PR #241, opened 2020-11-26
Revise staleness timelines and timeline handling

### LINKED ISSUE #204: Problem with long time to mark a PR abandoned
This is a result of having a month for getting a PR into abandoned state: when a PR was in "waiting for reviews" for a month and got to Abandoned state and therefore on the dt queue --- in this state I hesitate to ping the author or owners since my comment would restart the timer and no maintainers would see it for another month.

I've seen PRs where a maintainer pinged people, and much time passes after that, or where the author tries to ping the owners every 2-3 weeks which leads to PRs that linger for a very long time.

Possible solutions:

* Ignore certain comments (eg, ignore comments from dt maintainers, or comments that contain "ping").  But what about a reply to a ping?  -- It shouldn't reset the counter too.

* Count staleness (either when in a good state or with a failed build) from the last PR update instead of from the last activity.  (But this is a bit ugly since it should only apply for the long timelines.)

* Similar alternative: make the staleness clock go for the short week time if we're a month away from the last pr update -- something like `max(lastActivity + 7days, lastUpdate + 1month)`.  (Where `7days` and `1month` are actually the short and long periods.)

The last one looks best to me.

### LINKED ISSUE #207: "Abandoned" is a confusing/bad label for PRs that don't fail
Currently, the bot has three categories for "expired" PRs:

* YSYL: the pr is ready to merge but wasn't.
* Abandoned + failing: the PR is auto-closed.
* Abandoned + passing: happens due to lack of reviews.

(The first and last make the PR go to the maintainer NMA queue.)

Should use a better label for the last one, since it wasn't abandoned.  Change that to `Unreviewed`.

### LINKED ISSUE #208: Suggested timeline changes
### YSYL timeline:

(Currently *one week => NMA*; changes to *one month => closed*.)

- Measure time from when the PR *became mergable* (*excluding* comments etc)
- Wait a week
- Post a ping comment for author (+ owners) with a "JFYI will be closed in 3 weeks if not merged"
- Wait three more weeks (so the total time changes from a week to a *month*)
- not merged yet: apply YSYL label and *close it*
  (this is a change from the previous behavior of putting it on the maintainer NMA queue)

### Unreviewed timeline:

(Currently *one month => NMA*; changes to *two weeks => NMA*.)

- Measured from the *creation time* (including a draft->ready change, or a closed-and-reopened)
- The PR is on either waiting-for-reviews or needs-maintainer-review if there's something to pay attention to
  (in the can be blessed away from NMR to WFR)
- Wait *10 days*
- Post an "unreviewed for over a week" re-ping comment for reviewers
  (do not mention that it will go to NMA, to avoid laziness)
- Wait *1 week*
- Put on NMA (where a maintainer needs to do something)

elibarzilay:
* `staleness` is now an optional object with fields for the
  `state` (fresh / attention / nearly / done) `kind` (which is also the
  label that will be applied when the timeline is done), and `days` for
  the count (replacing `stalenessInDays`).  It's `undefined` when we're
  not on any of the timelines.

* Shuffle the code so staleness handling is used in the same place
  regardless of other state.  Note that it's done regardless of other
  actions which leads to some changes test in tests, but in practice it
  shouldn't be a problem (unless the bot dies for many days).

* The `Staleness` generation becomes the place for configuring staleness
  timelines, together with mappings in `comments.ts` for the explanation
  and comments of various states.

* Added the `Unreviewed` kind --- changed the 44857 to use it instead of
  `Abandoned`.

* Staleness also has a `doTimelineActions` which is now the central
  place for doing all timeline-related actions.

* Change: the stalness comment tags are computed (in `makeStaleness`),
  they depend on the state:
  - `nearly`: a tag that includes the date that the countdown started
    at, so these comments can be repeated if there's a timeline change
    that voided the previous staleness, but a new one triggered.
  - `done`: no date in the tag, since these comments are terminal.

* Change: put the `YSYL`/`Abandoned`/`Unreviewd` label when reaching
  `nearly` state, so it is useful to find PRs that are approaching their
  terminal (`done`) state.

* Revise the timelines, with some minor changes, and update all comments
  accordingly.  Notable changes from #208:
  - The waits are slightly different, but roughly the same.
  - "Becoming mergable" is measured from the merge offer comment when
    found.
  - The unreviewed timeline counts days from the last update rather than
    from the creation time.  This because I see a lot of PR's that have
    a few days of work following their creation.  It could be confusing
    if the count starts at creation, since some of these PRs would seem
    to be announced unreviewed very quickly.

Closes #208
Closes #207
Closes #204


src/_tests/fixtures/38979/mutations.json
```diff
@@ -56,5 +57,14 @@
...
     }
+  },
+  {
+    "query": "mutation($input: AddCommentInput!) { addComment(input: $input) { clientMutationId } }",
+    "variables": {
+      "input": {
+        "subjectId": "MDExOlB1bGxSZXF1ZXN0MzI1ODk5Njc0",
+        "body": "It has been more than two weeks and this PR still has no reviews.\n\nI'll bump it to the DT maintainer queue. Thank you for your patience, @ExE-Boss.\n\n(Ping @RReverser.)\n<!--typescript_bot_Unreviewed:done-->"
+      }
+    }
```
orta, line 68: Woo! 🌮

src/compute-pr-actions.ts
```diff
@@ -164,30 +168,29 @@ function extendPrInfo(info: PrInfo): ExtendedPrInfo {
...
-               : stalenessInDays <= 22 ? Staleness.PayAttention
-               : stalenessInDays <= 30 ? Staleness.NearlyAbandoned
-               : Staleness.Abandoned);
+        const mkStaleness = makeStaleness(info.now, info.author, otherOwners);
+        if (canBeSelfMerged && info.mergeOfferDate) return mkStaleness(
+            "YSYL", info.mergeOfferDate, 4, 9, 30, "CLOSE");
+        if (needsAuthorAction) return mkStaleness(
+            "Abandoned", info.lastActivityDate, 6, 22, 30, "CLOSE");
+        if (!approved) return mkStaleness(
+            "Unreviewed", info.lastPushDate, 6, 10, 17, "Needs Maintainer Action");
```
orta, line 192: Cool, this is clearer 👍🏻

orta (approved):
Nice work on centralizing the logic, all looks pretty solid to me 👍🏻

src/compute-pr-actions.ts
```diff
@@ -394,6 +379,35 @@ export function process(prInfo: PrInfo | BotEnsureRemovedFromProject | BotNoPack
...
+        const days = daysSince(since, now);
+        const state = days <= freshDays ? "fresh" : days <= attnDays ? "attention" : days <= nearDays ? "nearly" : "done";
+        const kindAndState = `${kind}:${state}`;
+        const explanation = Comments.StalenessExplanations[kindAndState];
+                const comment = Comments.StalenessComment(author, otherOwners)[kindAndState];
+        const doTimelineActions = (context: Actions) => {
+            if (comment !== undefined) {
+                const tag = state === "done" ? kindAndState
+                    : `${kindAndState}:${since.toISOString().replace(/T.*$/, "")}`;
+                const status = comment.replace(/\$\{user\}/, author);
```
jablko, line 395: Help me see this, it looks like `StalenessComment` are all template literals?

src/compute-pr-actions.ts
```diff
@@ -394,6 +379,35 @@ export function process(prInfo: PrInfo | BotEnsureRemovedFromProject | BotNoPack
...
+            doneColumn: ColumnName | "CLOSE") => {
+        const days = daysSince(since, now);
+        const state = days <= freshDays ? "fresh" : days <= attnDays ? "attention" : days <= nearDays ? "nearly" : "done";
+        const kindAndState = `${kind}:${state}`;
+        const explanation = Comments.StalenessExplanations[kindAndState];
+                const comment = Comments.StalenessComment(author, otherOwners)[kindAndState];
+        const doTimelineActions = (context: Actions) => {
+            if (comment !== undefined) {
+                const tag = state === "done" ? kindAndState
+                    : `${kindAndState}:${since.toISOString().replace(/T.*$/, "")}`;
```
jablko, line 394: Am I right that the date in the tag isn't consumed yet?

elibarzilay: The tag *contains* the date.  The reasoning is that when a staleness timeline starts, the tag for the comment would be based on the day it started, which means that if a PR gets out of the staleness timeline and later gets back into it, there would be a date for that, and therefore a second post.

src/compute-pr-actions.ts
elibarzilay: Yeah, note the comment there:

> Comments to post for the staleness timeline (the tag is computed in `makeStaleness`)

The reason for that is that the tag calculation is easier to do here, making it depend on the staleness when it's declared stale, or on that together with the date when it's the nearly stale comment.

jablko: Sorry, where's the `${user}` placeholder? I should pull and grep the changes, I haven't found it via the GitHub UI.

src/compute-pr-actions.ts
jablko: Sounds good, where does that happen?

src/compute-pr-actions.ts
elibarzilay: Oh, *that*!  You're right, it's a bad leftover that I should fix, thanks!

(I started with a hack of regexp-replacing `${user}` in the string and then switched to a normal argument w/ a template string, and therefore this bit is redundant.)

jablko: My bad vague! All good!

src/compute-pr-actions.ts
elibarzilay: Either I'm not following you or the bogus replacement line was confusing...?  (It's used in the comment that is pushed right after this bit.)

jablko: I'm searching for the code that pulls the date out of an existing comment and uses it for the described behavior.

elibarzilay: The date string is in the `tag`, `getMutationsForComments` (in `execute-pr-actions`) uses `comment.make` to embed the tag as an html comment in the posted comment, and it also searches for an existing comment with the same tag to decide whether it should be a new comment, or editing an existing one, or nothing at all.

jablko: Ohhh sorry it's an identifier to discriminate comments originating from different countdowns (re-reading your explanation and considering the purpose of `tag` it's obvious). Thanks!

jablko (approved):

src/compute-pr-actions.ts
elibarzilay: Yes, exactly.

src/compute-pr-actions.ts
```diff
@@ -88,13 +94,12 @@ const uriForTestingNewPackages = `${baseURI}#testing`;
...
-    NearlyYSYL,
-    YSYL,
-    NearlyAbandoned,
-    Abandoned,
+type Staleness = {
+    readonly kind: StalenessKind;
+    readonly days: number;
+    readonly state: "fresh" | "attention" | "nearly" | "done";
+    readonly explanation?: string;
+    readonly doTimelineActions: (context: Actions) => unknown;
```
jablko, line 102: Just curious: I'd've expected `void`?
```suggestion
    readonly doTimelineActions: (context: Actions) => void;

Comment (elibarzilay) [reply src/compute-pr-actions.ts:102]: Yeah, `void` is better.

File: src/compute-pr-actions.ts [hunk 6]
```diff
@@ -394,6 +379,34 @@ export function process(prInfo: PrInfo | BotEnsureRemovedFromProject | BotNoPack
     return context;
 }
 
+function makeStaleness(now: string, author: string, otherOwners: string[]) { // curried for convenience
+    return (kind: StalenessKind, since: Date,
+            freshDays: number, attnDays: number, nearDays: number,
+            doneColumn: ColumnName | "CLOSE") => {
+        const days = daysSince(since, now);
+        const state = days <= freshDays ? "fresh" : days <= attnDays ? "attention" : days <= nearDays ? "nearly" : "done";
```
jablko, line 387:
```suggestion
        const state: Staleness["state"] = days <= freshDays ? "fresh" : days <= attnDays ? "attention" : days <= nearDays ? "nearly" : "done";
```
makes the `as Staleness` type assertion unnecessary? Too bad it's not inferred.

src/compute-pr-actions.ts
```diff
@@ -394,6 +379,34 @@ export function process(prInfo: PrInfo | BotEnsureRemovedFromProject | BotNoPack
...
+            if (state === "done") {
+                if (doneColumn === "CLOSE") {
+                    context.shouldClose = true;
+                    context.shouldRemoveFromActiveColumns = true;
+                } else {
+                    context.targetColumn = doneColumn;
+                }
+            }
+        };
+        return { kind, days, state, explanation, doTimelineActions } as Staleness;
```
jablko, line 406:
```suggestion
        return { kind, days, state, explanation, doTimelineActions };

File: src/compute-pr-actions.ts (hunk 6 above)
Comment (jablko) [inline src/compute-pr-actions.ts:387]:
```suggestion
        if (days <= freshDays) return undefined;
        const state = days <= attnDays ? "attention" : days <= nearDays ? "nearly" : "done";
```
It looks like `{ kind: "fresh", ... }` and `undefined` are equivalent and the redundant state can be pruned? Just a thought.

elibarzilay: Not needed (see below).

src/compute-pr-actions.ts
elibarzilay: I looked at your `state` suggestion, and the inference is done, just not preserved when put in an object.  So adding an `as const` instead of the above achieves the same purpose too, and IMO it's better than both alternatives.

src/compute-pr-actions.ts
elibarzilay: In theory, you're right -- and this is because a `fresh` state means that nothing is done, so it could have been dropped.

But in practice, there are two reasons I still kept it:

1. Currently, it's useful as a debugging tool: just looking at the `staleness` shows what timeline a PR is headed too, even if it has no implications ATM.  (And yes, there's no direct way currently to view this information, I'm working on a modification of the `daily` script that will show that too.)

2. In the future, the staleness could be used as another bit of information -- it just happens not to be useful right now.  For example,

   * `info.staleness?.kind === "YSYL"` can replace `info.canBeSelfMerged && info.mergeOfferDate`

   * `info.staleness?.kind === "Abandoned"` can replace `info.needsAuthorAction` (because it implies no `canBeSelfMerged`)

   (This could also happen with new staleness timelines too.)

   In any case, ATM, there's only the second one that could be done now.  I hesitate to do so, but I left a comment about it instead.  The reason I think this could be good in the future, is to avoid repeating information in a way that can lead to inconsistencies.  (Also, it's kind of a mental shift from a question of "does it need an action" to "is it on a path for abandonment".)

src/compute-pr-actions.ts
jablko: Ah that makes sense. Nice :+1:

src/compute-pr-actions.ts
jablko: I see. Replacing `needsAuthorAction` and `canBeSelfMerged` w/ `staleness` would make it more explicit that these states aren't indefinite. Seems good!

andrewbranch (approved):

★ ★ ★ ★ ★ ★ ★

Your task -> From the data, work out how many lines include the word "shouldn"; the reply is that number and nothing else.

Result for this task -> 2